Simulation boost for 6G RF devices

Simulation boost for 6G RF devices

Technology News |
By Nick Flaherty

Imec in Belgium has developed the first modelling framework to accurately predict 3D thermal transport in RF devices for 5G and 6G networks.

The research, presented at the 2022 International Electron Devices Meeting this week, uses a Monte Carlo Boltzmann framework to model microscopic heat carrier distributions and so predict 3D thermal transport in the devices.

Case studies with GaN high-electron-mobility transistors (HEMTs) and InP heterojunction bipolar transistors (HBTs) revealed peak temperature rises that are up to three times larger than conventional predictions with bulk material properties. The new tool will be key to improving the thermal performane of more powerful RF devices.

To optimize GaN and InP devices for RF applications and make them cost-effective, much attention is paid to upscaling the materials for a silicon platform and making them CMOS compatible. However, with shrinking feature sizes and rising power levels, self-heating has become a major reliability concern, potentially limiting further RF device scaling.

“Tuning the design of GaN- and InP-based devices for optimal electrical performance often worsens thermal performance at high operating frequencies,” said Nadine Collaert, programme director of advanced RF at imec. “For GaN-on-Si devices, for example, we recently achieved tremendous progress in electrical performance, bringing the power-added efficiencies and output power for the first time on par with that of GaN-on-silicon carbide (SiC).”

“Further enlarging device operating frequency will require downsizing the existing architectures.

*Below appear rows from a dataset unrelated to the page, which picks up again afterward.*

PR #618, opened 2024-10-10
Fix error logs/message for loki-op 6 [1.7 backport]

jotak:
Backport of https://github.com/netobserv/network-observability-console-plugin/pull/617

We're seeing a lot of errors with "no message found". This is because with Loki operator 6, the json of the error has changed. We need now to look at the "error" field.

Also add more debug logs


jotak:
merging since the original PR was reviewed and merged

PR #3376, opened 2021-06-10
fix: background fetch

gfanton:
potentially fix background fetch crash where service account was not initialized yet.
add a protection over background fetch exec so it will return an error instead
of crashing if service account is not initialized.


aeddi (approved):
LGTM 👍

PR #3379, opened 2021-06-13
fix: android recording error

sakul-budhathoki:
App crash due to error from `react-native-audio-toolkit` package
PR created: https://github.com/react-native-audio-toolkit/react-native-audio-toolkit/pull/264


n0izn0iz (approved):
code lgtm

PR #3397, opened 2021-06-23
fix: prevent proguard to strip inAppBrowser required symbols

aeddi:


clegirar (approved):
LGTM 👍

PR #3407, opened 2021-06-28
feat: tyber discovery + removed tracer package

glouvigny:


js/packages/store/providerEffects.ts
```diff
@@ -179,6 +178,14 @@ export const openingDaemon = async (
 		return
 	}
 
+	let tyberHost = ''
+	try {
+		tyberHost = (await AsyncStorage.getItem(tyberHostStorageKey)) || ''
+		console.warn(`connecting to ${tyberHost}`)
```
aeddi, line 184: Shouldn't you check if `tyberHost != ''` before logging that?
I presume it could be the case because of this line:
`tyberHost = (await AsyncStorage.getItem(tyberHostStorageKey)) || ''`

aeddi (approved):
LGTM 👍

PR #3412, opened 2021-06-30
fix: unset Android env var to prevent gomobile error on init

aeddi:


gfanton (approved):
LGTM 👍

PR #3413, opened 2021-06-30
fix: unset Android env var to prevent gomobile error on bind

aeddi:
Forgot to add this change in #3412 


clegirar (approved):
LGTM 👍

PR #3425, opened 2021-07-09
feat: add BertyAccount.ImportWithProgress alternative endpoint

moul:


moul:
@clegirar can you confirm me that it works as expected?

clegirar (commented):
LGTM 👍 (test only)

PR #3429, opened 2021-07-11
 permission view

sakul-budhathoki:


js/packages/components/main/Permissions.tsx
```diff
@@ -0,0 +1,251 @@
...
+		}
+		if (navigateNext) {
+			props.navigation.navigate(navigateNext, {})
+		} else {
+			props.navigation.goBack()
+		}
+	}
+
+	const handleAppStateChange = async (nextAppState: string) => {
+		if (appState.current.match(/inactive|background/) && nextAppState === 'active') {
```
n0izn0iz, line 53: could you add a comment with the rationale for checking permissions on AppState change pls? can't figure it out

n0izn0iz (approved):
LGTM

js/packages/components/main/Permissions.tsx
sakul-budhathoki: Ok. If the permission is denied, then we will show user "Go to Setting" button to let them enable permission from Settings. After enabling it from settings, user will be back to our app.At that moment, we will check if permission is enabled or not using AppState change; if enabled we will navigate back. If not user will be on same screen. I hope it's clear now.

zxxma:
Front (iOS) : ✅  LGTM

PR #3470, opened 2021-07-30
fix: BLE crashes

D4ryl00:
# iOS
* change BleManager singleton for non-ARC version (crashed when switching account)
* stop scanner timer in the main thread (crashed when stopping the node)

# Android
* Track correctly the broadcast receiver register status to avoid to unregister it multiple times (crashed when switching account)


aeddi (approved):
LGTM 👍

PR #3475, opened 2021-08-03
fix: unilateral connections on BLE driver

D4ryl00:
Each device has two roles: advertiser and scanner (central and peripheral on iOS).
Now, to initialize a Berty connection, a device is now only a client or server, not both at the same time as previously.


go/internal/ble-driver/BertyDevice_darwin.m
```diff
@@ -333,65 +379,90 @@ - (void)peripheral:(CBPeripheral *)peripheral didOpenL2CAPChannel:(CBL2CAPChanne
...
-                }
-            } else {
-                os_log_debug(OS_LOG_BLE, "🟡 didUpdateValueForCharacteristic: peerID unknown in connectedPeers");
-                ConnectedPeer *peer = [[ConnectedPeer alloc] init];
-                [peer setClient:self];
-                [peer setClientReady:TRUE];
-                [PeerManager addPeer:peer forPeerID:remotePeerID];
-            }
-        });
+        [self.writeQ completedTask:error];
```
aeddi, line 460: If this line means "completedTask without error" can you change it for `[self.writeQ completedTask:nil];`.
It's very unclear that error is nil at this point.

Also, is it normal that the various `os_log_debug` that log an error (lines 457 and 464) do not call this callback with an error?

aeddi (approved):
LGTM 👍

PR #3486, opened 2021-08-09
fix: bump libs

clegirar:


zxxma:
LGTM 👍  (iOS & Android UX review)

js/patches/react-native+0.63.4.patch
```diff
@@ -1,30 +0,0 @@
...
-+## @NOTE(gfanton): patch config.sub to work with apple silicon
-+# download patched config.sub for darwin arm64
-+curl -sSL --fail -o config.sub 'https://gist.githubusercontent.com/gfanton/f7dd19c299bef99d323cb08c650bb02e/raw/2f5a76ffd38cdac678adf6a9f12600e9d16e7345/config.darwin-arm-patch.sub'
-+
-+# check shasum of the file
-+echo 'a743811464b00f3e2372f5368035fdc38f322a3a  config.sub' | shasum -a 1 -c || exit 1
-+
- ./configure --host arm-apple-darwin
- 
- # Fix build for tvOS
```
aeddi, line 30: Are you sure we don't need this patch from @gfanton?
Did you try to compile the iOS app from XCode on both debug and release from a x86 and a M1 Mac?

aeddi (approved):
LGTM 👍

js/android/build.gradle
```diff
@@ -2,18 +2,18 @@
...
 buildscript {
     ext {
-        buildToolsVersion = "29.0.2"
-        minSdkVersion = 23
+        buildToolsVersion = "29.0.3"
+        minSdkVersion = 21
         compileSdkVersion = 29
         targetSdkVersion = 29
-        ndkVersion = "22.1.7171670"
+        ndkVersion = "20.1.5948944"
```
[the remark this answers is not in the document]
clegirar: It was recommended by react-native-upgrade-helper but yes i can keep current master version

js/patches/react-native+0.63.4.patch
clegirar: Yes, this patch was for recognize M1 like a valid arch (for flipper that use an old version of glog) but now it's detect automatically, so the builds (x86 and arm64) works 👍

zxxma:
LGTM 👍

PR #3910, opened 2022-02-17
feat: conversation modal logic

JohnBerd:
Rebased over #3895

- New conversation modal logic with a context
- Remove Popover and reply context (logic moved to redux)
- Message interaction popover => message interaction modal

### before
popupbefore

### after
popupafter


JohnBerd:
Moved to #3973

PR #3912, opened 2022-02-18
fix(ci): replace setup-ruby on self-hosted

n0izn0iz:


aeddi (changes requested):
We fixed ruby on the self hosted in this PR #3919 (I also had to do some modifications on the runners). It works fine now, but we didn't cache the gems.

PR #3916, opened 2022-02-18
chore(ci): disable self-hosted runners until fixed

n0izn0iz:


moul (changes requested):
I just updated the runners, can you try again?

moul:
Merging to fix the CI, let's see later how to safely reactive the dc4 runners

PR #3935, opened 2022-02-28
feat: increase size of app font

JohnBerd:
- increase font size
- remove most of hardcoded fontSize properties
- type useStyles for autocompletion
- type useThemeColors for autocompletion


clegirar (approved):
Code LGTM 👍

PR #3956, opened 2022-03-07
feat: add share modal replacing QR scan and invitation home floating …

JohnBerd:
### before
sharebefore

### after
shareafter


clegirar (changes requested):
On Android we have many issues:
- The "plus" button in Home, is not center and too big


- The status bar in the Share screen is not visible
- The Create group button does not work

aeddi:
Duplicate #3960

PR #3958, opened 2022-03-08
fix: ios background crash

D4ryl00:
Use patched repo of berty.tech/go-ipfs-repo-encrypted which fixes a crash when iOS app goes in background mode.

depends on https://github.com/berty/go-ipfs-repo-encrypted/pull/22

### DIFF
--- a/go/internal/accountutils/utils.go
+++ b/go/internal/accountutils/utils.go
@@ -38,6 +38,8 @@ const (
 	ReplicationDatabaseFilename = "replication.sqlite"
 	StorageKeyName              = "storage"
 	StorageKeySize              = 32
+	StorageSaltName             = "storage_salt"
+	StorageSaltSize             = 16
 )
 
 func GetDevicePushKeyForPath(filePath string, createIfMissing bool) (pk *[cryptoutil.KeySize]byte, sk *[cryptoutil.KeySize]byte, err error) {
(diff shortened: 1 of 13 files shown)


go/internal/accountutils/utils.go
```diff
@@ -129,7 +139,7 @@ func ListAccounts(ctx context.Context, rootDir string, ks NativeKeystore, logger
 
 var storageKeyMutex = sync.Mutex{}
 
-func getOrCreateStorageKey(ks NativeKeystore, keyName string) ([]byte, error) {
+func getOrCreateKeystoreKey(ks NativeKeystore, keyName string) ([]byte, error) {
```
gfanton, line 142: can you add keysize as argument?

gfanton (changes requested):
can you just update the size of the salt?
also it could be great to create a `struct` that embed the salt and the key to avoid adding both arguments to every function that need it (it should be ok for now has we need this fix as fast as possible)

go/internal/accountutils/utils.go
```diff
@@ -37,6 +37,7 @@ const (
 	MessengerDatabaseFilename   = "messenger.sqlite"
 	ReplicationDatabaseFilename = "replication.sqlite"
 	StorageKeyName              = "storage"
+	StorageSaltName             = "storage_salt"
 	StorageKeySize              = 32
```
gfanton, line 41: Can you add a `StorageSaltSize` const?

go/internal/accountutils/utils.go
```diff
@@ -153,19 +163,27 @@ func getOrCreateStorageKey(ks NativeKeystore, keyName string) ([]byte, error) {
...
-	return getOrCreateStorageKey(ks, fmt.Sprintf("%s/%s", StorageKeyName, accountID))
+	return getOrCreateKeystoreKey(ks, fmt.Sprintf("%s/%s", StorageKeyName, accountID))
+}
+
+func GetOrCreateMasterStorageSalt(ks NativeKeystore) ([]byte, error) {
+	return getOrCreateKeystoreKey(ks, StorageSaltName)
+}
+
+func GetOrCreateStorageSaltForAccount(ks NativeKeystore, accountID string) ([]byte, error) {
+	return getOrCreateKeystoreKey(ks, fmt.Sprintf("%s/%s/salt", StorageKeyName, accountID))
```
gfanton, line 178: can you update the salt size based on signal's YapDatabase, they have to do same fix has us and it's look like they use a 16bytes salt https://github.com/signalapp/YapDatabase/pull/1/files#diff-550bf64a8af9dd55eca1060a2d9fe142b068e5c01925326e9d22ccb2714febe6R94

gfanton (approved):
LGTM 👍  dont forget to update the `go.mod` after merging: https://github.com/berty/go-ipfs-repo-encrypted/pull/22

In these confined multilayer structures, however, thermal transport is no longer diffusive, challenging accurate self-heating predictions,” she said.

“Our novel simulation framework, yielding good matches with our GaN-on-Si thermal measurements, revealed peak temperature rises up to three times larger than previously predicted. It will provide guidance in optimizing these RF device layouts early in the development phase to ensure the right trade-off between electrical and thermal performance.”

Such guidance also proves very valuable for the novel InP BTs, where imec’s modeling framework highlights the substantial impact non-diffusive transport has on self-heating in complex scaled architectures.

For these devices, nanoridge engineering (NRE) is an interesting heterogeneous integration approach from an electrical performance point of view.

“While the tapered ridge bottoms enable low defect density within the III-V materials, they, however, induce a thermal bottleneck for heat removal towards the substrate,” said Bjorn Vermeersch, principal member of technical staff in the thermal modeling and characterization team at imec.

“Our 3D Monte Carlo simulations of NRE InP HBTs indicate that the ridge topology raises the thermal resistance by over 20 percent compared to a hypothetical monolithic mesa of the same height. Our analyses furthermore highlight the direct impact of the ridge material (e.g., InP vs. InGaAs) on self-heating, providing an additional knob to improve the designs thermally.”